I think the baby boomers will have it better than the next few generations that age after them. Economic growth at it's core is based on population growth (# of consumers), which in turn drives job growth and a skilled labor force. With the retirement of the boomers from the workforce, we are left with a contraction in both general workforce population, and in those with highly specialized skills in the US for the immediate future.
This is already a problem in many specialized engineering and technical industries. There are many unfilled job openings because there are no qualified candidates, and the liability is too high to hire those who are not qualified through either many years experience or PhD level education. I know many engineers (not managers, just regular senior design engineers) who are still working in their 70's and 80's, not because they have to, but because no one is qualified to take their place, so companies are offering generous compensation to work them well past retirement age.

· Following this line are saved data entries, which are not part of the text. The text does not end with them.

PR #1035, opened 2021-05-11
ModularVisualization: Perform a check on whether the user has added datacollector.collect in model __init__

rht:
Fix #1030.

PR #1213, opened 2022-03-26
ModularVisualization: Perform a check on whether the user has added datacollector.collect in model __init__

rht:
Fix https://github.com/projectmesa/mesa/issues/1030.

The error message looks like this:
```
mesa.visualization.ModularVisualization.NoCollectInInitError:
You initialized a DataCollector object in your model but haven't added a `self.datacollector.collect(self)` in your model __init__.
```

I reopened #1035 as this PR. Waiting for inputs from other maintainers on whether this PR is fine from readability standpoint.

### DIFF
--- a/mesa/visualization/ModularVisualization.py
+++ b/mesa/visualization/ModularVisualization.py
@@ -117,6 +117,10 @@ if platform.system() == "Windows" and platform.python_version_tuple() >= ("3", "
     asyncio.set_event_loop_policy(asyncio.WindowsSelectorEventLoopPolicy())
 
 
+class NoCollectInInitError(Exception):
+    pass
+
+
 class VisualizationElement:
     """
     Defines an element of the visualization.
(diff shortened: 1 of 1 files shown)


tpike3 (changes requested):
This should be a great help to many, thanks!

Can you add a test, please?

rht:
You are fine with the addition in this PR that makes the code more complicated?

tpike3:
> You are fine with the addition in this PR that makes the code more complicated?

I think this goes to the strategy discussion we need to have. Right now we have a demand signal from Universities to get new students into ABMs. My understanding is we have seen users have these issues a few times.  So it seems prudent to add the error message. Do you disagree? I don't see the associated cost of adding this error message as too high, am I missing something?

rht:
One problem is that with this, `VisualizationElement` assumes/demands too much of what a model should do, making the components less orthogonal.

rht:
I have another solution: instead of doing this error checking after the fact, what about we define a method in model:
```python
# sugarscape cg
self.initialize_data_collector({"SsAgent": lambda m: m.schedule.get_type_count(SsAgent)})
```

Under the hood, this method is defined as follows:
```python
def initialize_data_collector(self, *args):
    self.datacollector = DataCollector(*args)
```

tpike3:
> I have another solution: instead of doing this error checking after the fact, what about we define a method in model:
> 
> ```python
> # sugarscape cg
> self.initialize_data_collector({"SsAgent": lambda m: m.schedule.get_type_count(SsAgent)})
> ```
> 
> Under the hood, this method is defined as follows:
> 
> ```python
> def initialize_data_collector(self, *args):
>     self.datacollector = DataCollector(*args)
>     self.datacollector.collect(self)
> ```

Just make the data_collector initialize be default. I certainly like that idea in principle its safe to assume one wants to collect data with a model and it should make it more accessible. Let me play around with it as well to try an internalize it.

rht:
Ah, right, here is another alternative:
```python
# in model __init__
self.datacollector = DataCollector(self, ...)
# in DataCollector __init__
def __init__(self, model, ...):
    ....
    self.collect(model)
```

rht:
One argument against `self.initialize_data_collector`: with this approach, people can't define and use their own `DataCollector` class easily. I think `self.datacollector = DataCollector(self, ...)` has the best trade-off.

rht:
From the April 2022 meeting: we can still use a custom data collector class with the `initialize_data_collector(self,...)` solution. We just need to define an optional argument called `datacollector_class` that is used as the class instead of the built-in `DataCollector`. And so, it's no longer a problem.

rht:
Let's discuss the alternative implementations (they are all better than this PR's approach, IMO) in an issue. Closing now.

PR #1215, opened 2022-03-28
setup.py: Update setup classifiers and add python_requires for Python>=3.7

EwoutH:
Update `setup.py` with the Programming Language [classifiers](https://pypi.org/classifiers/) and [python_requires](https://packaging.python.org/en/latest/guides/distributing-packages-using-setuptools/#python-requires) argument to reflect Mesa supporting Python 3.7 and higher.


rht:
LGTM

PR #1217, opened 2022-03-29
CI: Update checkout, setup-python and cache actions to v3

EwoutH:
Updates the [actions/checkout](https://github.com/actions/checkout), [actions/setup-python](https://github.com/actions/setup-python) and [actions/cache](https://github.com/actions/cache) all to v3.

Note that the pypy minor version now needs to be specified for actions/setup-python@v3.

### DIFF
--- a/.github/workflows/build_lint.yml
+++ b/.github/workflows/build_lint.yml
@@ -32,15 +32,15 @@ jobs:
           - os: ubuntu
             python-version: "3.7"
           - os: ubuntu
-            python-version: pypy3
+            python-version: 'pypy-3.8'
 
     steps:
-    - uses: actions/checkout@v2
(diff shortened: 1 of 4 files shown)


rht:
LGTM

.github/workflows/build_lint.yml
```diff
@@ -32,15 +32,15 @@ jobs:
           - os: ubuntu
             python-version: "3.7"
           - os: ubuntu
-            python-version: pypy3
+            python-version: 'pypy-3.8'
```
rht, line 35: Was about to mention this minor nit: double quote so that it is consistent with the other quotes usage, but nvm.

EwoutH: Good catch, will keep it in mind next time!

The demand for highly specialized skills will increase and drive wages for those jobs higher (which we will probably fill with educated foreigners), while the majority of the unskilled domestic workforce will have to compete for a decreasing number of service and retail oriented jobs due to the contraction in consumer demand.

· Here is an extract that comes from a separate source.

PR #1219, opened 2022-03-29
mypy: Improve space.py annotation, part 2

rht:
The remaining missing parts from #835 not yet implemented:
- type casting: https://github.com/projectmesa/mesa/pull/835/commits/9f6fb57121db63314fe1127934756c86f650b852#diff-0b13b631d2293f06d685774185de133aaacba213d467419dbfe3061ff130151bR346. This can be implemented at any time just by following Mypy error messages, and so there is no need to consult this commit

US economic growth has been helped by emerging global markets, but the double-digit growth rate of many of those economies (i.e. china & india) has cooled off in the past few years and will approach a more sustainable and terminal growth rate in the coming years. This will be partially offset as other Asian and African countries come out of third world conditions, but they just don't have the population (i.e. consumers) that China and India did.

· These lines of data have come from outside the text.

PR #1428, opened 2022-09-30
feat: Allow user-specified local dir to be served by Tornado

rht:


mesa/visualization/ModularVisualization.py
```diff
@@ -342,6 +344,15 @@ def __init__(
         self.model_kwargs = model_params
         self.reset_model()
 
+        local_dirs.append(local_dir)  # Set this to be the last one.
+        for _local_dir in local_dirs:
+            local_handler = (
+                r"/local/(.*)",
```
rht, line 350: Need to check with Tornado doc on whether this reusing of the pattern is even allowed.

mesa/visualization/ModularVisualization.py
```diff
@@ -328,6 +327,9 @@ def __init__(
                     self.local_css_includes.add(include_file)
                 else:
                     self.local_js_includes.add(include_file)
+            if len(element.local_includes) > 0:
+                if element.local_dir != "":
+                    local_dirs.append(element.local_dir)
```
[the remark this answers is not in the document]
wang-boyu: I'm also wondering what'll happen if two origin folders with the same structure get mapped to the same destination folder.

Mesa-Geo has a `js` folder and a `css` folder under `templates` folder that maps to `/local`. Perhaps Mesa-Geo users also define their own frontend elements in the same way. Then we have another set of `js` and `css` folders mapped to `/local`. Not sure whether this will work.

mesa/visualization/ModularVisualization.py
wang-boyu: I'm also wondering what'll happen if two origin folders with the same structure get mapped to the same destination folder.

Mesa-Geo has a `js` folder and a `css` folder under `templates` folder that maps to `/local`. Perhaps Mesa-Geo users also define their own frontend elements in the same way. Then we have another set of `js` and `css` folders mapped to `/local`. Not sure whether this will work.

rht: I found https://groups.google.com/g/python-tornado/c/xYp6DJTlCsw. One suggestion was to define a multi file handler custom class.

Aside, I suppose the only way to know that it is allowed is to test it. Since it works on Mesa-Geo, does that mean it is fine?

wang-boyu: It is fine most likely due to there is only one defined `local_dir` from Mesa-Geo. I did some tests with my https://github.com/wang-boyu/agents-and-networks-in-python example. Initially it also works fine, when I use your branch and mine.

There is an issue when I define a custom frontend module in the example, using the same folder structure. Something like

```python
class CustomFrontendModule(VisualizationElement):
    local_includes = [
        "js/CustomFrontendModule.js",
        "css/external/test.css",
        "js/external/test.js",
    ]
    local_dir = os.path.dirname(__file__) + "/../templates"

    def __init__(self):
        super().__init__()
```

Then I use the new element together with that from Mesa-Geo. If I put it after Mesa-Geo's `MapModule` like this:

```python
    map_element = MapModule(
        agent_draw, **map_params[args.campus], map_height=600, map_width=600
    )
    custom_element = CustomFrontendModule()
    server = ModularServer(
        AgentsAndNetworks,
        [map_element, custom_element, clock_element, status_chart, friendship_chart],
        "Agents and Networks",
        model_params=model_params,
    )
```

then the map gets loaded properly and I get the following messages from the command line:

```bash
404 GET /local/css/external/test.css (127.0.0.1) 2.49ms
404 GET /local/js/CustomFrontendModule.js (127.0.0.1) 3.43ms
404 GET /local/js/external/test.js (127.0.0.1) 2.42ms
```

If I swap them, i.e.,

```diff
server = ModularServer(
        AgentsAndNetworks,
-        [map_element, custom_element, clock_element, status_chart, friendship_chart],
+        [custom_element, map_element, clock_element, status_chart, friendship_chart],
        "Agents and Networks",
        model_params=model_params,
    )
```

then the map is gone and I get the following:

```bash
404 GET /local/css/external/leaflet.css (127.0.0.1) 1.70ms
404 GET /local/js/MapModule.js (127.0.0.1) 2.65ms
404 GET /local/js/external/leaflet.js (127.0.0.1) 1.27ms
```

So it seems that `/local` gets mapped on a first-come-first-served basis.

Perhaps the `MultiStaticFileHandler` worth a try? But if there are multiple files from different `local_dir` with the same name, I guess the first one gets found and loaded.

Another more complex implementation is we somehow keep track of which package each `local_dir` comes from, and create dedicated folder accordingly. For instance we can have something like:

```
local
├── mesa_geo
│   ├── js
│   │   └── index.js
│   └── css
└── agents-and-networks
    ├── js
    │   └── index.js
    └── css
```

We also need to be able to load files from their folders only, so that the two `index.js` get loaded from their own packages correctly.

rht: Another alternative (hopefully simpler) is to have a static file handler that serves from a Python string instead.
```python
local_includes = ["local/my_custom_path/script.js"]
local_handler = (
    r"/local/my_custom_path/script.js",
    tornado.web.StaticFileHandler,
    {"file_content": the_file_content_str},
)
```

rht: I can't test this idea easily, but maybe you can. Here is a sketch:
1. ask custom viz author to specify a dictionary of path -> string_content
2.
```python
custom_handlers = []
for path, content in custom_contents.items():
    class MyHandler(tornado.web.RequestHandler):
        def get(self):
            return content
    custom_handlers.append(("/" + path, MyHandler))
self.handlers += custom_handlers
```

wang-boyu: Hmm interesting. Let me see what I can do.

rht: Yeah, that looks like another clean solution. I think you can make a PR to projectmesa/mesa straight away, to make the process simpler.

wang-boyu: Created https://github.com/projectmesa/mesa/pull/1435.

rht:
Superseded by #1435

This may eventually correct itself without some form of global turmoil, but probably not before a couple of decades of stagnant or slightly declining economic growth.
I personally think we're headed down the same road as the Roman Empire. The middle class was fleeced until it eventually fragmented. The financial divide between the Patricians and the Plebs became so great, that the Patricians could basically subsidize the existence of the Plebs, i.e. a welfare state.
Call me crazy, but though the players and technology has changed, I think we just repeat history.